火を放たれたときはすぐにわかる。炎の色が違うのだ。オレンジは人工の火。青白いのは体の内側から沸き起こる神聖な炎。人工の火では決して燃えない爪のたくましさを想い、人差し指で爪の先をなぞった。萌葱のネイルが煤けている。

 通勤時間の込み入った電車は人の焦げたにおいでいっぱいだった。私は腕時計だし、向こうでは女のスカートが燃やされている。またかという顔のうんざりした人たち。女は目を丸くしてスカートの燃えるのを眺めた後、涙目でうつむきながら電車を降りた。目的地ではなかったのだろう。シートに忘れられた女の日傘が真っ白くまぶしかった。人々の煤ですぐに薄汚れ、日傘は灰の色になる。地面は墨のこすれた跡が縦横無尽に走っている。
 電車の中だけではない。街はどこもかしこも煤だらけで、掃除婦も慣れているのか炭をこすりつけるように床をモップで洗う。燃やされるのは女だけというわけではない。
 けれども自然に燃えるのは女だけ、それも子宮を持った女だけで、職場にひどく美しい女性がいたが、服などはよく燃やされているのに、決してひとりでに燃えない透き通った透明な肌を見てみんな彼女の性別を悟り好き勝手噂した。いづらくなったのか、彼女はいつのまにか姿を消していた。かびすはときどき彼女のことを思い出す。めるという名前の女だった。かびすが知るかぎりめるは女だったのに。体が燃えないばかりに偽物のレッテルを貼られて、ついには追放されてしまった。
 燃えるからってなんなのだ? 宗教学者が言うには女の体を焼く火は神聖な火だから、身体的な痛みは生まれないのだという。だけどかびすは燃えた体が痛いと言って泣く女たちの姿を知っていた。かびすが通っていた女子校にはいろんな女がいて、誰もかれも残らず焦げた匂いを染みつかせていた。
「燃やされるなんてまだましです。昔は舌を抜かれていたのですよ」
 焦げたスカートを抱いて教室の隅で泣いていた級友に教師がかけた声がやけに鮮やかに耳によみがえる。
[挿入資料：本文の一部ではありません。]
PR #3559, opened 2023-02-04
[lua] [sql] Removed animated_weapon.lua mixin, all references to the mixin, move fragment drops to SQL

EpicTaru:
Co-authored-by: CatsEyeXI <beneliezer@gmail.com>

**_I affirm:_**
- [x] I understand that if I do not agree to the following points by completing the checkboxes my PR will be ignored.
- [x] I have read and understood the [Contributing Guide](https://github.com/LandSandBoat/server/blob/base/CONTRIBUTING.md) and the [Code of Conduct](https://github.com/LandSandBoat/server/blob/base/CODE_OF_CONDUCT.md).
- [x] I have _**tested my code and the things my code has changed**_ since the last commit in the PR and will test after any later commits.

## What does this pull request do?

Removes **animated_weapon.lua** mixin and all references to it from the .lua files of the Animated Weapon mobs.  This PR also removes the code from the .lua files of the Animated Weapon mobs that dictated which fragment each Animated Weapon drops.

PR https://github.com/LandSandBoat/server/pull/3516 (authored by CatsEyeXI) (PR closed because was combined into this PR) moves the relevant 100% chance fragment drops out of the mob .lua files and into SQL where they should belong going forward.

Reference the BG-Wiki pages for the Animated Weapons (https://www.bg-wiki.com/ffxi/Category:Animated_Weapon#Event_Appearances) to see that all list their relevant fragment as a Guaranteed drop.  FFXIDB can also be referenced to display the drop rates of the fragments but the rates may be skewed as the data may contain old school dynamis drop rate data as well as drop rates reported by those that did not kill the 15 demon NMs before killing an Animated Weapon.

History:

**animated_weapon.lua** mixin was an outdated relic of the 75 cap Dynamis era where the killing of the 15 demon NMs on the 5 towers in Dynamis-Xarcabard was required before the Animated Weapons dropped their relevant fragment. The mixin, along with the previously removed function **activateAnimatedWeapon** (removed in https://github.com/LandSandBoat/server/commit/56e5f4d70424a755968e4ed7fe99e046709f586a) are what caused the animation sub-state changes of the the Animated Weapons to allow for them to drop their fragment once all 15 demon NMs were killed.

Neo Dynamis now only requires the relevant goad item to be obtained to spawn the relevant animated weapon. Once the relevant animated weapon is defeated, the relevant fragment is a **G**uaranteed 100% drop.  

## Steps to test these changes

[...]

PR #3670, opened 2023-03-13
[sql] Fix typo in groupRate value of Animated Weapon fragment drops

EpicTaru:
**_I affirm:_**

Corrects the groupRate value of the the fragment drops of the Dynamis-Xarcabard animated weapons.

No difference would be noticed before or after pulling down this PR and killing the animated weapons.  The fragment will drop with the same frequency either way.

The groupRate value was incorrectly set as ``100`` (should be ``1000``) for the fragment drops from the animated weapons in Dynamis-Xarcabard in https://github.com/LandSandBoat/server/pull/3559.  As the dropType value is set to 0 (DROP_NORMAL), the value of groupRate has no impact on the drop rate (``@ALWAYS``) of the relevant fragment off their relevant Animated Weapon.

This PR simply corrects the groupRate value for the sake of continuity.


TeoTwawki (approved):
the good news is that for non grouped drop rows, this goes unused anyway. still want it for consistency tho.

Xaver-DaRed (approved):

PR #3674, opened 2023-03-15
[Fix] Waltz recast time underflowing.

Xaver-DaRed:
**_I affirm:_**

Fixes certain cases where a combination of Waltz's recast flat reduction, combined with Fan Dance recast reduction multiplier would result in waltzes recast time being set to ludicrous hours of wait time.

This was caused, concretely, at merit value of 5 / 5.
When getting a merit value, we get the number of merits stored multiplied by a value set in database.
This resulted in fetching a value of 25 when at 5/5, instead of a value of 5, which caused the math to make the recast timer go negative.

Max fan dance merits and equip as much waltz recast reduction gear as possible.
Use Waltzes without recast timer going to 18 hours+

### DIFF
--- a/scripts/globals/job_utils/dancer.lua
+++ b/scripts/globals/job_utils/dancer.lua
@@ -181,22 +181,27 @@ xi.job_utils.dancer.checkWaltzAbility = function(player, target, ability)
     elseif player:getTP() < waltzInfo[1] then
         return xi.msg.basic.NOT_ENOUGH_TP, 0
     else
-        -- Waltz Delay (-1s per mod value)
+        local newRecast = ability:getRecast()
+
+        -- Apply Waltz Delay Modifier (-1s per mod value)
         local recastMod = player:getMod(xi.mod.WALTZ_DELAY)
+
         if recastMod ~= 0 then
-            local newRecast = ability:getRecast() + recastMod
-            ability:setRecast(utils.clamp(newRecast, 0, newRecast))
+            newRecast = newRecast + recastMod
         end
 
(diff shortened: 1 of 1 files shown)


WinterSolstice8 (dismissed):

WinterSolstice8 (approved):

scripts/globals/job_utils/dancer.lua
```diff
@@ -181,23 +181,28 @@ xi.job_utils.dancer.checkWaltzAbility = function(player, target, ability)
...
 
         -- Apply "Fan Dance" Waltz recast reduction.  All tiers above 1 grant 5%
         -- recast reduction each.
-        local fanDanceMerits = target:getMerit(xi.merit.FAN_DANCE)
+        local fanDanceMeritValue = target:getMerit(xi.merit.FAN_DANCE)
+
         if
             player:hasStatusEffect(xi.effect.FAN_DANCE) and
-            fanDanceMerits > 1
+            fanDanceMeritValue > 5 -- 1 merit = Value of 5.
```
claywar, line 199: This is changing the logic completely for applying merit changes by themself.  This reduction should apply for every merit past the first, at a 5% reduction

claywar: I see now.  Could you please comment the fandDanceMeritValue variable as well to understand that it is receiving a value of 5 for each upgrade?

claywar (approved):

scripts/globals/job_utils/dancer.lua
Xaver-DaRed: Done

 燃える世界を眺めるのに疲れると砂浜へ行く。浜には燃えるものが少ないからだ。電車を乗り継いでたどり着いた海岸には先客がいて、制服を着た女の子たちだった。学校の制服には男型と女型があるのですぐにわかる、着ている人たちがどちらを選んだのか。
 女の子たちはローファーを脱ぎ捨ててはだしになって波打ち際を歩いていた。今日みたいな波の穏やかな日は、仕事なんかサボって海を眺めているのに限る。かびすは自販機に並び始めたばかりの温かいコーンポタージュを買う。階段を降り浜へ近づいていく。プルタブを引き起こす。ぷしゅ、と音がする。缶の中で温められていた空気が外に飛び出してくる。
 波打ち際で戯れていた少女たちが手を取り合って強く抱き合う。かびすは一瞬ぎょっとするものの、少女たちから目をそらすことができない。見れば片方の少女のセーラー服が燃えている。若者の間で焼身自殺が流行しているというニュースが頭をよぎり、かびすは近眼の目を細めて目の前の出来事がいったいなんなのか見極めようとする。橙色の火はあっというまに毛髪に燃え移り、ふたりは砂浜の上を転げまわりながら見る間に火だるまになる。
「海に入って!」
 かびすは叫んでいた。少女たちは聞こえているのか、いないのか、燃えながら砂浜の上を片方が下になったり上になったり、炎はどんどん大きくなる。かびすは走り出す。
「誰か! 火を消して!」
 けれども砂浜には、少女たちとかびすの他に誰もいない。
 近づいてみると少女たちは、とても幸せそうに頬を寄せ合っていて、彼女たちを海につき飛ばそうと力を込めて踏み込んだ足が砂に埋もれ勢いを失う。はじめ橙だった炎も今は青く、髪も顔も体も、ふたりまるごと火柱に包まれていて、体は焼け落ちて骨だけが寄り添いながら砂浜に転がっている。炎の中で骨は爆ぜ、破片がどちらのものともわからなくなるまでまじりあい、白っぽい麹のような灰になった。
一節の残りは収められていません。